• Info Terkini

    Friday, February 2, 2018

    Yudha Prima, Rutin Berkoordinasi Membawa FAM Surabaya Raih Cabang Teraktif


    FAMNEWS, Kediri - Dinobatkan sebagai cabang teraktif dari seluruh cabang yang ada di Indonesia-sepanjang 2017 lalu, Forum Aktif Menulis (FAM) cabang Surabaya hingga kini masih tetap eksis. Meski diakui Ketua FAM cabang Surabaya, Yudha Prima, memang tak serutin dulu kegiatannya. Dengan kesibukan masing-masing anggota, Yudha dan FAMili--sebutan anggota-- di cabang Surabaya berupaya tetap rutin menggelar kopi darat (kopdar), untuk sekadar berdiskusi terkait literasi.

    "Meski sama-sama sibuk, kami berupaya setidaknya dua bulan sekali ada pertemuan kecil ataupun besar. Setelah sebelumnya kami menggelar Parade Buku Tunggal FAM cabang Surabaya, rencananya ke depan akan ditindak lanjuti dengan kopdar dan bedah buku yang telah diikut sertakan dalam parade tersebut," tutur Yudha Prima.

    Agenda ini, lanjut Yudha, tentu bukan hanya mengupas buku tetapi juga diskusi kepenulisan dan saling berbagi motivasi untuk berkarya, khususnya dalam bentuk buku tunggal. Masih dikatakan Yudha, sementara ini agenda FAM cabang Surabaya akan dikendalikan oleh Reffi Dinnar--anggota FAM Surabaya, mengingat dirinya yang tengah fokus dengan kehamilan dan proses persalinan sang istri. "Tentu FAM Surabaya tidak ingin stagnan berkegiatan. Insyaa Allah dalam rangka milad keenam tahun, September 2018 mendatang, kami akan menyelenggarakan sayembara menulis lagi. Untuk ide konsep masih kami pikirkan," kata dia saat dihubungi TIM Media FAM.


    "FAM cabang Surabaya merasa perlu aktif berkegiatan, karena kami tidak mau menjadi perkumpulan papan nama. Ada namanya tapi tak ada kegiatannya. Seperti sosok yang hidup tapi-maaf- lumpuh," imbuhnya. Menurut dia, kegiatan seperti inilah yang dapat memacu diri anggotanya untuk terus aktif menulis. Sementara jika hanya difokuskan untuk menulis saja, tanpa ada kegiatan rutin, sudah dapat dipastikan bahwa yang akan aktif hanya yang itu-itu saja. Tidak berkembang. Sementara salah satu misinya bersama FAM ialah menularkan kecintaan untuk berkarya. 

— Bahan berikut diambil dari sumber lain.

PR #2842, opened 2019-07-11
(WIP) Refactor COPY implementation.

pykello:
Trying to remove duplicate code from `multi_copy.c` ....


pykello:
I don't like this refactoring which is bunch of conditionals here and there. I'll think about this more.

    Tak ada kiat khusus memang, namun inilah yang diterapkan Sang Koordinator dalam mengakomodir FAMili-nya. Hingga kini mampu membawa FAM cabang 'sulung' diantara cabang lainnya di nusantara itu, sebagai cabang teraktif. "Alhamdulillah di FAM cabang Surabaya ada figur-figur hebat seperti Mbak Reffi Dinnar, Mbak Hanum, Bu Evi, Pak Agus Salim, Ryan, Mas Lihar, dengan dukungan teman-teman lainnya seperti Mas Handoko, Pak Yunus, dan lain-lain yang tidak bisa disebutkan satu-persatu. Merekalah motor penggerak FAM Surabaya," ungkap penulis Kun Muhibban yang kini disibukkan dengan proyek buku terbarunya, yang akan mengangkat profil seorang ahli listrik ini.

    Keberhasilan FAM Surabaya memang patut diacungi jempol. Pasalnya, langkah mereka seperti lomba penulisan cerita anak dan juga lomba menulis bagi anak-anak, juga diikuti oleh FAM Pusat dan komunitas literasi lainnya. "Alhamdulillah, tanpa bermaksud meninggikan hati, kami senang bisa mencetuskan ide-ide tersebut. Akhirnya menjadi inspirasi yang lain untuk melakukan agenda serupa," ujarnya sembari mengungkapkan kebahagiaannya, karena anak-anak saat ini sudah memiliki pilihan cerita-cerita yang menyehatkan untuk dibaca.

    "Harapan saya untuk FAMili sederhana, semakin banyak yg berani berkarya, khususnya karya tunggal. Itu saja. Jangan mengaku suka menulis kalau karya saja tak ada," tegasnya.

    Selama 5 tahun berkiprah dan beberapa kali mengadakan lomba menulis buku, kini FAM Surabaya telah mencetak beberapa antologi cerpen diantaranya, Jembatan Merah, antologi puisi Semanggi Surabaya, antologi cerpen Meraih Impian, antologi puisi Menjadi Indonesia, antologi cerita Anak Kelingking Persahabatan, dan 4 buku tunggal.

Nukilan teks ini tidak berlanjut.